• [Aim of the task]
Within the entries below, find every line that has the string "true", then copy it.

* * * * * * *

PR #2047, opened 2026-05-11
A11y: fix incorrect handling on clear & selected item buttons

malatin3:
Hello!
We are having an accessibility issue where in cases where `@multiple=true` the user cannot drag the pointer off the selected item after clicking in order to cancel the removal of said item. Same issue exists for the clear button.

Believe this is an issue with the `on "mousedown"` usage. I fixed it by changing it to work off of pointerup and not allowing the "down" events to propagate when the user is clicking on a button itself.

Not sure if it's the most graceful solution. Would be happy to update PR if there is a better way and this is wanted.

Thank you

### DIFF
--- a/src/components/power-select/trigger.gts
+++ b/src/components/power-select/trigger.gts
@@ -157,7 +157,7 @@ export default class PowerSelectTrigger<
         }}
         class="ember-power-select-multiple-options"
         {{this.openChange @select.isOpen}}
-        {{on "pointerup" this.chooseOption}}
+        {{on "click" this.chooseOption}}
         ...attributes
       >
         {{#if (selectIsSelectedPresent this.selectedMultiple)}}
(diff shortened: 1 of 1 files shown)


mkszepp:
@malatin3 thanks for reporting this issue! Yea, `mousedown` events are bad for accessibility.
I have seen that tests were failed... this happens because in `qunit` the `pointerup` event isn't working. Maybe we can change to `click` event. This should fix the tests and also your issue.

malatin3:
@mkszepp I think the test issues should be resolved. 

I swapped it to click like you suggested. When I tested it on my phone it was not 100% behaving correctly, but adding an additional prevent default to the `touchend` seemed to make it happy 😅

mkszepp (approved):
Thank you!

* * * * * * *

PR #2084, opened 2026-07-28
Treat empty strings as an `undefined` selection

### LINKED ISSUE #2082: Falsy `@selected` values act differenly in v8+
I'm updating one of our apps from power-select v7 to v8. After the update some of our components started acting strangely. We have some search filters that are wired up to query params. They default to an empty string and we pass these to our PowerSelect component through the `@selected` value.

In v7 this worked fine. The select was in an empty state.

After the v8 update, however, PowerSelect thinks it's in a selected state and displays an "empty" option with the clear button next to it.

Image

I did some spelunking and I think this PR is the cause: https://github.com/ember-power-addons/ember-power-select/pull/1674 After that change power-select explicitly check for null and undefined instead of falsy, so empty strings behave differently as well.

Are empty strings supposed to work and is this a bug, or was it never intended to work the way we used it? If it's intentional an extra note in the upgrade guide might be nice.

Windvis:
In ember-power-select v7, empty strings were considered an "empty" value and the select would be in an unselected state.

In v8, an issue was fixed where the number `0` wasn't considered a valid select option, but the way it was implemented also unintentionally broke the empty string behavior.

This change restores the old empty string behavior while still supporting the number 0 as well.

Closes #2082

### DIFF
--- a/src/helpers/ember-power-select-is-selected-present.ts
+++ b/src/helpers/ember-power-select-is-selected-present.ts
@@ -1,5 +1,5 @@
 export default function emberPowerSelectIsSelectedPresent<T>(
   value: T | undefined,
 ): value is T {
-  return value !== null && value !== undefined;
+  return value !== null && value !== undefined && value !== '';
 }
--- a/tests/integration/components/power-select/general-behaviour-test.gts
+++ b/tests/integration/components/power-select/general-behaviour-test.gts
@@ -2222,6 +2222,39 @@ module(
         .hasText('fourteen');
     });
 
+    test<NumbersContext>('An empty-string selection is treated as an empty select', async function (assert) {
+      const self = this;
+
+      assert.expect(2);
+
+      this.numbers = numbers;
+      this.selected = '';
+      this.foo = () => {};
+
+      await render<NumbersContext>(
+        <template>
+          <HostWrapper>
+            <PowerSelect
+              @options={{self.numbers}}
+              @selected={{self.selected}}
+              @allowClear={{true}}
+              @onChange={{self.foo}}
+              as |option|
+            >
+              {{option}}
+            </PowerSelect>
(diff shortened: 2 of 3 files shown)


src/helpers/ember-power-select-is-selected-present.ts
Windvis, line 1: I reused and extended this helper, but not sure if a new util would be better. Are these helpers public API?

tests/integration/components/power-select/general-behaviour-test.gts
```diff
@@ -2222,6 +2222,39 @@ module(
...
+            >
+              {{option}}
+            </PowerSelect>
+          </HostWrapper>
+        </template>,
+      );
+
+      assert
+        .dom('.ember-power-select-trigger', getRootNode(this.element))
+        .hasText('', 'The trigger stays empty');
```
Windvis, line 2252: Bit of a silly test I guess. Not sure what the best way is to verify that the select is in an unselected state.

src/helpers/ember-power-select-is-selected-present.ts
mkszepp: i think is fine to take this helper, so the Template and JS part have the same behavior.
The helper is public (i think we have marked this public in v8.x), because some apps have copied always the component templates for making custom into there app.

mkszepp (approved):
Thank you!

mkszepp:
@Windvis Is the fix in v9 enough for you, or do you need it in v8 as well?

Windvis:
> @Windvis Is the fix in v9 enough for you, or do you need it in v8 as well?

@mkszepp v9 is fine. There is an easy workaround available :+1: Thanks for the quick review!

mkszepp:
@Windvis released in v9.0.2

* * * * * * *

• [Task result]
We are having an accessibility issue where in cases where `@multiple=true` the user cannot drag the pointer off the selected item after clicking in order to cancel the removal of said item. Same issue exists for the clear button.
+              @allowClear={{true}}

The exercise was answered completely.